If we use your calculations, the pressure inside the house does not effect the pressure difference which is used later to calculate the force on the roof. Lets assume that the pressure inside the house is 2 ATM, what will be the answer? From you calculation, the answer will be same. if the answer is same that means the pressure outside the house is changed which should not be related with the pressure inside the house.
Thank you so much ! These are very helpful
interesting and fantastic way to explain.. thanks alot
Glad you liked it. 🙂
You are great. Great example
Amazing Sir. Thanking you from Bangladesh :)
Welcome to the channel!
I am sri lankan 🇱🇰. This is very usefull topic for us.Thank you very much sir.
Hi and welcome to the channel!
Ya ya it would come final
Thank you so much sir! super explanation
Best explanation ever
Are we wrong to apply Bernoulli's principle here? I am not arguing this method but am curious if this is correct. Thank you.
Technically, it is not a "pure" example of Bernoulli's principle. But it will give you the correct answer to the problem. This is a typical example found in many text books under Bernoulli's principle.
You are my hero
Correction @ 6:10
F = (1288 N/m^2)(200 m^2) = 257,600 N
What if you have 2 or 3 incoming and varying flow rates going to different pipes and meeting at one point?
1. A1V1
2. A2V2
3. A3V3
Is the total output flow rate (total AV) equal to = A1V1 + A2V2 + A3V3?
Yes, because the sum of the volumes per unit time flowing through each of the smaller pipes equals the volume per unit time flowing through the big pipe.
Thank you sir.
you are welcome.
Thank you so so much
Just out of curiosity, wouldn't the air flowing across the left face of the roof create a high pressure against that side of the roof, and a vacuum on the right side of the roof?
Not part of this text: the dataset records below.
PR #504, opened 2019-10-25
Added mailroom file for lesson05 assignment.

firstzion:
I did not add any comprehensions to the mailroom.py file. I couldn't find a place where they made sense, but it is totally possible I just don't understand them.

### DIFF
--- a/students/chrissp/lesson05/mailroom.py
+++ b/students/chrissp/lesson05/mailroom.py
@@ -1,0 +1,134 @@
+import sys
+
+# Global Variables
+donor_db = [{"name": "William Gates, III", "donations": [653772.32, 12.17]},
+            {"name": "Jeff Bezos", "donations": [877.33]},
+            {"name": "Paul Allen", "donations": [663.23, 43.87, 1.32]},
+            {"name": "Mark Zuckerberg", "donations": [1663.23, 4300.87, 10432.0]},
+            ]
+
+prompt = "\n".join(("Welcome to the mailroom!",
+                    "Please choose from below options:",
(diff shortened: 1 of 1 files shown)


students/chrissp/lesson05/mailroom.py
```diff
@@ -0,0 +1,134 @@
...
+
+
+def main():
+    nav_dict = {1: send_thanks,
+                2: create_report,
+                3: send_thanks_all,
+                4: quit_program}
+    while True:
+        response = int(input(prompt))
+        if not response in nav_dict:
```
charlesrobison: Exception would be better here to catch invalid input, list strings

students/chrissp/lesson05/mailroom.py
```diff
@@ -0,0 +1,134 @@
...
+            main()
+        else:
+            try:
+                this_donation = float(this_donation)
+            except ValueError:
+                print("Donation must be a number.")
+                send_thanks()
+            else:
+                for person in donor_db:
+                    if user_input.lower() == person["name"].lower():
```
charlesrobison: Nice

students/chrissp/lesson05/mailroom.py
```diff
@@ -0,0 +1,134 @@
...
+            print(person["name"])
+        send_thanks()
+    else:
+        this_donation = input("What is the donation amount?")
+        if this_donation.title() == "Quit":
+            main()
+        else:
+            try:
+                this_donation = float(this_donation)
+            except ValueError:
```
charlesrobison: Good!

I don't think it is correct to assume that the gain of pressure on the left side of the roof is equal to the loss of pressure on the right side, but I am not complete sure. If I am correct I believe the conservation of energy cannot be applied to this problem. In regards to that I do not believe that Bernoulli's equation can be applied either because it is a derivation of the conservation of energy.
This is off course a VERY oversimplified example. When it comes to fluid flow there are many other things we have to consider. But it does offer a good approximation of what happens.
So, say that a tornado is near the house. The tornado is strong enough to rip the roof off. If I open windows in the house, so now there is air flowing through the house, will that equalize the pressure enough to lessen the force pushing up against the roof?
+Zachary Bertrand A tornado is a very different "beast". Opening the windows will not save your house.
I pray god for sir.Michael van beizen
Thank you...🇺🇸 😎👍☕
You are welcome. 🙂
Wow, works for me!!
How come the difference in the pressure times the area gives you the force instead of just the pressure inside the house times the area giving you the force?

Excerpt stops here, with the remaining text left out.